2015 Israeli tech exits could beat record, report shows

In just half a year, technology firm IPOs and acquisitions added up to more than 75% of 2014’s total, says industry group

Chart shows the level of Israeli exit activity in recent years (IVC-Meitar Exit Report)
Chart shows the level of Israeli exit activity in recent years (IVC-Meitar Exit Report)

In just the first six months of 2015, exits in the Israeli high-tech economy netted more than three quarters of the total dollar amount from exits in 2014.

Between January and June, there were 54 exits among Israeli tech firms, worth $5.29 billion. That sum was more than 75 percent of the total for 2014, when 107 deals netted $6.98 billion, and was 86% of the $6.62 billion in 2013’s 91 exits.

It was Israel’s best-ever exit tally for the first six months of any year, figures showed.
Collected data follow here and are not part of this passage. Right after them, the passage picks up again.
PR #382, opened 2020-09-17
Implement swipe to close tab and fix tab previews

### LINKED ISSUE #119: Morph Browser tab website preview only on selected tab
- Device: Nexus 5
- Channel: 16.04 RC
- Build: 2018-W48

### Steps to reproduce
Open at least two sites in tabs in Morph Browser, open tab selection menu.

### Expected behavior
Website preview is expected to be displayed in all tabs.

### Actual behavior
Only previously selected tab shows site preview, the rest are empty. The other tabs does not seem to be unloaded because when selected the website is shown instantly.

screenshot20181130_023701644

### LINKED ISSUE #325: It's too hard to close the current tab

dano6:
This should fix https://github.com/ubports/morph-browser/issues/119 and fix https://github.com/ubports/morph-browser/issues/325

### DIFF
--- a/src/app/webbrowser/BrowserTab.qml
+++ b/src/app/webbrowser/BrowserTab.qml
@@ -45,10 +45,10 @@ FocusScope {
     property bool incognito
     readonly property bool empty: !url.toString() && !initialUrl.toString() && !restoreState && !request
     property bool loadingPreview: false
-    readonly property size previewSize: Qt.size(webview.width*Screen.devicePixelRatio,
-                                                webview.height*Screen.devicePixelRatio)
-    readonly property size previewThumbnailSize: Qt.size(webview.width/1.5,
-                                                         webview.height/1.5)
+    readonly property size previewSize: webview ? Qt.size(webview.width*Screen.devicePixelRatio,
+                                                webview.height*Screen.devicePixelRatio) : Qt.size(0,0)
+    readonly property size previewThumbnailSize: webview ? Qt.size(webview.width/1.5,
+                                                         webview.height/1.5) : Qt.size(0,0)
     //store reference to preview to avoid clearing by garbage collector
     property var previewCache
     visible: false
--- a/src/app/webbrowser/BrowserTab.qml
+++ b/src/app/webbrowser/BrowserTab.qml
@@ -201,33 +201,15 @@ FocusScope {
         }
     }
 
-    // Take a capture of the current page shortly after it has finished
-    // loading to give rendering an opportunity to complete. There is
-    // unfortunately no signal to notify us when rendering has completed.
-    Timer {
-        id: delayedCapture
-        interval: 500
-        onTriggered: {
-            if (recentView.visible)
-                return
-            if (webview && current && visible && !internal.hiding) {
+    Connections {
+        target: recentView
+        onVisibleChanged: {
+            if(visible && current && !empty && !webview.incognito) {
+                preview = ""
                 webview.grabToImage(function(result) {
                     PreviewManager.saveToDisk(result, url)
-                },Qt.size(webview.width*Screen.devicePixelRatio,webview.height*Screen.devicePixelRatio))
+                },Qt.size(webview.width*Screen.devicePixelRatio,webview.height*Screen.devicePixelRatio));
             }
-        }
-    }
-    Connections {
-        target: incognito ? null : webview
-        onLoadingChanged: {
-            if (!webview.loading)
-                delayedCapture.restart()
-        }
-        onScrollPositionChanged: {
-            delayedCapture.restart()
-        }
-        onWidthChanged: {
-            delayedCapture.restart()
         }
     }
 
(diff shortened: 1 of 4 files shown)


dano6:
For now we need save preview image to disk, but QT 5,13 brings keeping it just in memory https://doc.qt.io/qt-5.14/qml-qtquick-itemgrabresult.html. Snapshoting of current page after every scroll currently makes scrolling a bit junky, so we snapshoting it just after loading of page ended.

fredldotme:
I've tested this now. Good for a start but there are two minor issues.

- When opening the tab overview it sometimes shows the capture of an old scroll state on the topmost tab.
- Also, I'd like to see some kind of transition animation between normal browsing and tab overview. This would improve the overall UX and hide from the fact that the chrome now disappears when changing views.

dano6:
@fredldotme  Please try now, I improved snapshooting of first tab and added animation for chrome showing and hiding

fredldotme:
There's still some oddity when opening the tab spread whenever the active tab is loading.

dano6:
@fredldotme please try now, I tried to do it differently.  There is possibility that the first tab would be webview, but swiping of that would be almost impossible.

fredldotme:
This is getting good! The delays for taking the snapshots are mostly gone.

I noticed though that the opacity animation when bringing up the TabsList is making it look as if the currently active tab is blinking. Do you think you could improve that a little?

dano6:
I changed animation and downscaled a bit previews. Now it seems to be smoother and more responsive

fredldotme:
Yeah I noticed, good job! I wouldn't have noticed the downscaling if you hadn't mentioned it.

Please take a look at the inline comments I made, they would make the PR better and more "approvable".

dano6:
@fredldotme 
> Please take a look at the inline comments I made, they would make the PR better and more "approvable".

Sorry, I don't see any comments, can you please check it?

fredldotme:
In src/app/webbrowser/BrowserTab.qml, lines 201 & 213, please make sure to separate these values into meaningfully named variables/constants, so that it's readable again.

fredldotme:
This latest change seems to have broken the previews after a morph-browser restart. Though not functional before the PR, it would be nice to keep having it's functionality to make it in time for the next OTA.

dano6:
I fixed restoring previews from storage after browser restart. We are doing now two previews: Hi-res - stored only in memory, and Low-res - stored on disk. Storing High resolution previews in storage make UI bit choppy and it is not healthy for the hardware.  https://github.com/ubports/morph-browser/pull/382#issuecomment-697166426 is not true, that functionality was already there, but not in documentation. I think this MR is now ready for review, I do not see more space for improvement.

src/app/webbrowser/BrowserTab.qml
```diff
@@ -44,25 +44,19 @@ FocusScope {
     readonly property real lastCurrent: internal.lastCurrent
     property bool incognito
     readonly property bool empty: !url.toString() && !initialUrl.toString() && !restoreState && !request
+    property bool loadingPreview: false
+    readonly property size previewSize: Qt.size(webview.width*Screen.devicePixelRatio,
+                                                webview.height*Screen.devicePixelRatio)
+    readonly property size previewThumbnailSize: Qt.size(webview.width/1.5,
+                                                         webview.height/1.5)
```
UniversalSuperBox: The following warnings occur upon closing a tab:

```
file:///usr/share/morph-browser/webbrowser/BrowserTab.qml:48: TypeError: Cannot read property 'width' of null
file:///usr/share/morph-browser/webbrowser/BrowserTab.qml:50: TypeError: Cannot read property 'width' of null
file:///usr/share/morph-browser/webbrowser/BrowserTab.qml:48: TypeError: Cannot read property 'width' of null
file:///usr/share/morph-browser/webbrowser/BrowserTab.qml:50: TypeError: Cannot read property 'width' of null
```

I know the tab is closing anyway and these warnings probably don't matter, but I prefer not adding new ones.

src/app/webbrowser/BrowserTab.qml
```diff
@@ -190,40 +184,36 @@ FocusScope {
...
+                preview = result.url
+                previewCache = result
+            },previewSize);
 
+            //save previews to disk for newtabpage and tab during grabbing
+            webview.grabToImage(function(result) {
+                internal.hiding = false
                 PreviewManager.saveToDisk(result, url)
-            })
+            },previewThumbnailSize);
```
UniversalSuperBox, line 196: I'm unsure where it comes from, but the following warning is thrown when tabs become visible:

```
Ignoring sourceSize request for image url that came from grabToImage. Use the targetSize parameter of the grabToImage() function instead.
```

UniversalSuperBox (changes requested):

src/app/webbrowser/BrowserTab.qml
dano6: This is coming from depths of QT when HIDPI is used. Probably QT bug, there is chance that it will fix the new QT. I am using targetSize parameter, not sure why this warning.

src/app/webbrowser/BrowserTab.qml
dano6: Fixed.

UniversalSuperBox (approved):
Alright, all looks good then. Let's do it. :sunglasses:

In fact, 2015 is shaping up to be the strongest year for merger and acquisition activity in Israel since 2012, when exit deals worth nearly $10 billion were recorded.

The figures came from a semi-annual M&A report issued by the IVC Research Center, a tech industry organization that keeps an eye on investment trends in the industry, and legal firm Meitar Liquornik Geva Leshem Tal, Israel’s largest law firm and a top dealmaker in the technology sector.

According to the IVC-Meitar Exits Report H1/2015, the average deal size for the first half of the year was $98 million, 51 percent more than the annualized average of $65 million in 2014 and 34 percent above the $73 million in 2013. On average, venture capital-backed exits during the period totaled $84 million, a 15 percent increase from the 2014 average, while non VC-backed exits jumped 80 percent from an average of $60 million last year to $108 million in the first half of 2015.

Those figures were somewhat skewed, the report said, by one mega-deal in March of this year. Almost 24 percent of the total exit value during the period was due to the $1.25 billion acquisition of FundTech, an enterprise applications company, by multinational fintech company DH. Located in Tel Aviv, FundTech was sold in 2011 by Clal Industries to US-based fund GTCR. Technically no longer Israeli-owned, FundTech still belongs on the list, an IVC spokesperson said, since “its management and activities are in Israel. Our reports relate to Israeli and Israel-related exits.”

With that, M&A activity has been“skewed” every year for at least the past five years. In 2014, for example, Israeli road safety tech MobilEye went public, with the company valuated at about a billion dollars. In 2013, Google bought out Waze for about a billion dollars, while IBM paid almost the same amount for cyber-security firm Trusteer. And in 2012, Cisco bought out Jerusalem-based TV security tech firm NDS for about $5 billion – the biggest ever M&A deal for an Israel-based tech firm.

According to Koby Simana, CEO of IVC Research Center, “in the first half of 2015 we saw company valuations at exits rising significantly and quickly, with 11 deals above $100 million each, compared with 17 such deals for the full year 2014. Such high-value deals are clear evidence of the availability of more acquisition capital, as well as of the fact that more companies and investors have been working on growing companies longer, thus providing the market with more mature potential acquisitions, which receive better, higher valuations.”

“On top of that,” Simana added, “we’ve been tracking more and more international technology companies and conglomerates from markets outside the US – particularly Asian and European corporations – who join the expanding pool of potential buyers of Israeli high-tech companies. Such new players are bringing with them an influx of new capital and growing international interest, driving up company valuations even further.”